EXERCISE DESCRIPTION: Using the data below, copy each line that includes the word "shortened".

DATA EXCERPTS:
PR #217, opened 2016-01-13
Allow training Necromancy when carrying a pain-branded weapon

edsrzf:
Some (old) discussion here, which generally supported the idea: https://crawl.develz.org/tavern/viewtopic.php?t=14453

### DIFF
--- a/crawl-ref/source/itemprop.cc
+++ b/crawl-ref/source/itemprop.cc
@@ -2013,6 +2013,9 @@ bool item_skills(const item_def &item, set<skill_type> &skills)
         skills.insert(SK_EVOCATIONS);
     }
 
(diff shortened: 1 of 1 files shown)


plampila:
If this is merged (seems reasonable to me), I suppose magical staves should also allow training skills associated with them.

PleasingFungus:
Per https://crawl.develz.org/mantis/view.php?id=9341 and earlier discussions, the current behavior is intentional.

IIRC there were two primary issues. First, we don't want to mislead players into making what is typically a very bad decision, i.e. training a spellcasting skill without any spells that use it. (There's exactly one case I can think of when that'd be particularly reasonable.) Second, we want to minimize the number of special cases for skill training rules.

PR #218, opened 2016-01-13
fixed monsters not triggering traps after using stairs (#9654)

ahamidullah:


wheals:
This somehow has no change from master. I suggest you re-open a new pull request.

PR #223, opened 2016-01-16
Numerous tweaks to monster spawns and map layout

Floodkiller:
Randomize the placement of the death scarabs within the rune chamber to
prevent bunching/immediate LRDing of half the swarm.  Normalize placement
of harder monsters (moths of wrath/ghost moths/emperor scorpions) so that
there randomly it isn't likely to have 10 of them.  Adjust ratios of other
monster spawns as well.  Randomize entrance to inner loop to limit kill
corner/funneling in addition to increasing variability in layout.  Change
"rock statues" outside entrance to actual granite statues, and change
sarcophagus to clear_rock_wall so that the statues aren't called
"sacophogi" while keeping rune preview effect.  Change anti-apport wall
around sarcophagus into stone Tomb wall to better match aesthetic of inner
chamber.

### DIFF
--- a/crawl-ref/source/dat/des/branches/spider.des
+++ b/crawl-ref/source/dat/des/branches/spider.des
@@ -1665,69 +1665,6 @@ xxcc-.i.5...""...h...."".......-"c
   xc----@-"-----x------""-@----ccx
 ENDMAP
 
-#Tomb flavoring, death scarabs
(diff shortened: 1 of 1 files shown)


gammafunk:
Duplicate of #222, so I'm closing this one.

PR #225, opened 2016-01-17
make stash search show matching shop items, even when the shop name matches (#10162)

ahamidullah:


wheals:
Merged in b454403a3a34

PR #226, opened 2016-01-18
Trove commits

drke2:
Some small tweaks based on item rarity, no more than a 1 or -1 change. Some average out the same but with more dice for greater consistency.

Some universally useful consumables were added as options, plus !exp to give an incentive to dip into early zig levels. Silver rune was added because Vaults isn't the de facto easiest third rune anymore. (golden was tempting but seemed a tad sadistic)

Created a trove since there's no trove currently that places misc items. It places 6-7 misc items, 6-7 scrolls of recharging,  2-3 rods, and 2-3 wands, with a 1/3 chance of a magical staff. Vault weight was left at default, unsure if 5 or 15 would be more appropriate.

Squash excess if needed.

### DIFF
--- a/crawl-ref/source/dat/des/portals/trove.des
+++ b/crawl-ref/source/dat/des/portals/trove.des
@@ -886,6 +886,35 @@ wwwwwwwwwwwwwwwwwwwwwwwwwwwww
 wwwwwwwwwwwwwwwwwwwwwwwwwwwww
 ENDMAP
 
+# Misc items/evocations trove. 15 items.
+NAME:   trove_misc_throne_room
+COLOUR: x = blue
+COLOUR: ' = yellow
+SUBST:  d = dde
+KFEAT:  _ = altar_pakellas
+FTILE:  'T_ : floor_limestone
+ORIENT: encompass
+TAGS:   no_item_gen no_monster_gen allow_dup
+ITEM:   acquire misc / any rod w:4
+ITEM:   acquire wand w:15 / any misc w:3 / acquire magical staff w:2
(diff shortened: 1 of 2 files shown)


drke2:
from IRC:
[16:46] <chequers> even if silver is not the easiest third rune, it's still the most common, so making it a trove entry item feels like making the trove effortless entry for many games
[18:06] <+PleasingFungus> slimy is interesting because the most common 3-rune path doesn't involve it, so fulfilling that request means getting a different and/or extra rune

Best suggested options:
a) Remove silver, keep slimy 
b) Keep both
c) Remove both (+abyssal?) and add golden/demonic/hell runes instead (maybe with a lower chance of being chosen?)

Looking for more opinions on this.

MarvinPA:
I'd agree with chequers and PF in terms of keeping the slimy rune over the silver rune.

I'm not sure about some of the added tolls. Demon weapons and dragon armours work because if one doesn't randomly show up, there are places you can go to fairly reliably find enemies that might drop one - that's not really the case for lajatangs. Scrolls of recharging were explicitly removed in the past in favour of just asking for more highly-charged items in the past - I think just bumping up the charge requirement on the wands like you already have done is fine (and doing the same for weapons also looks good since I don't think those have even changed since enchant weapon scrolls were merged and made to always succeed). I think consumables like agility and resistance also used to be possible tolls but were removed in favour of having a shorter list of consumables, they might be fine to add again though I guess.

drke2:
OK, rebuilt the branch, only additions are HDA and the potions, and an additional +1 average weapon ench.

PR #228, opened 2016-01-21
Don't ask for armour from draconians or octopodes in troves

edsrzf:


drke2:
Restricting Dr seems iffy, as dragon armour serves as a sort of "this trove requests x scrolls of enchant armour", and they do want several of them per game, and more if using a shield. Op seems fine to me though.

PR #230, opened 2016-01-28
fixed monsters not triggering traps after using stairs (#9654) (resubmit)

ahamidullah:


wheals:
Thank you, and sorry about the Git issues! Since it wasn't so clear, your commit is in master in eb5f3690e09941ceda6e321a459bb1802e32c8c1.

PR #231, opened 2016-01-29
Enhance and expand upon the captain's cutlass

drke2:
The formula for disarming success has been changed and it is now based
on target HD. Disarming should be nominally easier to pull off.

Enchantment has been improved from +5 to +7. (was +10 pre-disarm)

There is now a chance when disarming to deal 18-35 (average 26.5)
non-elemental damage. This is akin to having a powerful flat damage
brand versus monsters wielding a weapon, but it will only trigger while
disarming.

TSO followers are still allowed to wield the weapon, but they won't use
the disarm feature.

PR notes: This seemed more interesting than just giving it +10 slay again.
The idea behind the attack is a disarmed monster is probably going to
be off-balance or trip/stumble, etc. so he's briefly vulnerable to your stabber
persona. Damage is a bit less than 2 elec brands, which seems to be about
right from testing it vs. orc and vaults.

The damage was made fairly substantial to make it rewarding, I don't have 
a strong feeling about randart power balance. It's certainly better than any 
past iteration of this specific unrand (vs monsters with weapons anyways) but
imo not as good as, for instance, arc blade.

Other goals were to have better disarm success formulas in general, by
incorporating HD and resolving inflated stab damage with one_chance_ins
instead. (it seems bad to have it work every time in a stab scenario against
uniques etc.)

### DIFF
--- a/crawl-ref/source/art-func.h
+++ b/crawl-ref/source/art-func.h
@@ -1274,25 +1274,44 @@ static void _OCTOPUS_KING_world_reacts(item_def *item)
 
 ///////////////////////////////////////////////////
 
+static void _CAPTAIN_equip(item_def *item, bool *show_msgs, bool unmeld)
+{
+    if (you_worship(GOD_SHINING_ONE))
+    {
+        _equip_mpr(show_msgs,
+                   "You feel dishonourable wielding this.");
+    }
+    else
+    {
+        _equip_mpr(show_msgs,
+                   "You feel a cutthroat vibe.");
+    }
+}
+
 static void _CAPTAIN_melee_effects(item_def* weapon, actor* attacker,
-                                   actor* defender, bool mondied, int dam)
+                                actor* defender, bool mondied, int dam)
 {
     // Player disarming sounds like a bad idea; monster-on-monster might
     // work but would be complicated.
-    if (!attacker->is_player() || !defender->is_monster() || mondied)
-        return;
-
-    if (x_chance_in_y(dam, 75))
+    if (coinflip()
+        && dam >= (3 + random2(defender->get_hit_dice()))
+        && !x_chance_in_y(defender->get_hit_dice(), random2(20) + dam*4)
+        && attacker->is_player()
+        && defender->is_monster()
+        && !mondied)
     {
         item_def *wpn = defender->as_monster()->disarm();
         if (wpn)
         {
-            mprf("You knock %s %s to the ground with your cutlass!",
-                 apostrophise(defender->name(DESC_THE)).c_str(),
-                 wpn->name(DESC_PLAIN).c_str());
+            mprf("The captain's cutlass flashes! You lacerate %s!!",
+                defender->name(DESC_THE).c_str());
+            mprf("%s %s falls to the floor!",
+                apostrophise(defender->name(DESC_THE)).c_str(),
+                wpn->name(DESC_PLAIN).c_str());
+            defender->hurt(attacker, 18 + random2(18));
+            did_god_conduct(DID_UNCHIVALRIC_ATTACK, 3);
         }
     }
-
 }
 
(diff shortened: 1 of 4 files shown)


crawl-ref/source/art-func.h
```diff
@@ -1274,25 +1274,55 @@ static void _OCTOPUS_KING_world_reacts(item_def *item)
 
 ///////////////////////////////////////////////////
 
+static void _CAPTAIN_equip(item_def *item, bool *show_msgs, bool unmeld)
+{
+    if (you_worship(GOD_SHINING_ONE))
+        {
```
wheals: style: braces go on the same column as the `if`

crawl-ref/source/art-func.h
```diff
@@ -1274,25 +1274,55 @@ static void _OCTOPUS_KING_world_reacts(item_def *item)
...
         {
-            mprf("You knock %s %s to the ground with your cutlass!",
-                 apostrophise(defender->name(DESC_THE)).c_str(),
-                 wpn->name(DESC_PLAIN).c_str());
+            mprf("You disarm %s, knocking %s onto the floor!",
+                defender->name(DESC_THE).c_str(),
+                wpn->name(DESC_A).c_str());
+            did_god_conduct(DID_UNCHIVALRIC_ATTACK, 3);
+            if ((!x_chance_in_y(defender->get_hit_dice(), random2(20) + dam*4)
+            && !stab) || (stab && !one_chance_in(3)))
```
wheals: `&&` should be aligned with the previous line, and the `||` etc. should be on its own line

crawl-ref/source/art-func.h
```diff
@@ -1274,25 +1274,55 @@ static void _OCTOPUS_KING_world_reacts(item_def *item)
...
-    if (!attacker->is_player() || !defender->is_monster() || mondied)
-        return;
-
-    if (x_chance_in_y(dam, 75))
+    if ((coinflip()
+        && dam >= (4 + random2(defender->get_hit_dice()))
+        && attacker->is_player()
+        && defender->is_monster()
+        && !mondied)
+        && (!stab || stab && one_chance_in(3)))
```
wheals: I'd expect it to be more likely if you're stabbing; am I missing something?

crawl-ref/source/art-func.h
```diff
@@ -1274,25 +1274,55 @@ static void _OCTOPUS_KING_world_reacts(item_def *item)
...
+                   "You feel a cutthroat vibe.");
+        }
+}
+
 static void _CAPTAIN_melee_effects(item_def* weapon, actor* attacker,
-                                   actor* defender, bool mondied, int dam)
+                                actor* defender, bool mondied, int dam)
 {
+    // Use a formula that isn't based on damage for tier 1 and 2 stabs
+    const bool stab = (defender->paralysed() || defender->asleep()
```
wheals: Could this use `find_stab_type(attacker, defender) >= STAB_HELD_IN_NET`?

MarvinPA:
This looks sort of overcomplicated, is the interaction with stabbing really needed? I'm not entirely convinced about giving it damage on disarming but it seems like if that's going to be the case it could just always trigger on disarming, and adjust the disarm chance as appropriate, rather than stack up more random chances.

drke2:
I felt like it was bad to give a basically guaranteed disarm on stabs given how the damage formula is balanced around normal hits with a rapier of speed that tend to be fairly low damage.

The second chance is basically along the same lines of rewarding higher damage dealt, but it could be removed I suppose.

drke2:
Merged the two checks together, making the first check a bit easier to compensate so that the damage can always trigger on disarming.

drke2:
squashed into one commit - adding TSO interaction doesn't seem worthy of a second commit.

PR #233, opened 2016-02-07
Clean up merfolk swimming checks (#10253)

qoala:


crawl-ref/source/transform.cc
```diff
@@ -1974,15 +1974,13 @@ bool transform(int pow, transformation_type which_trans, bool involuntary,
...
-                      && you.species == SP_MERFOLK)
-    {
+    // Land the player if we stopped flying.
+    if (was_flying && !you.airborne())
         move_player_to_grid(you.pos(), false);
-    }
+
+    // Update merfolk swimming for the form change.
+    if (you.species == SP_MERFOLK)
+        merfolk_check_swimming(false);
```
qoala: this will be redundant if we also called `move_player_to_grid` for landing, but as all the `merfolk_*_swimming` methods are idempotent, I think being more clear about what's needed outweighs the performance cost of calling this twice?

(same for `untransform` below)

RESPONSE BELOW:
(diff shortened: 1 of 1 files shown)
(diff shortened: 1 of 1 files shown)
(diff shortened: 1 of 2 files shown)
(diff shortened: 1 of 4 files shown)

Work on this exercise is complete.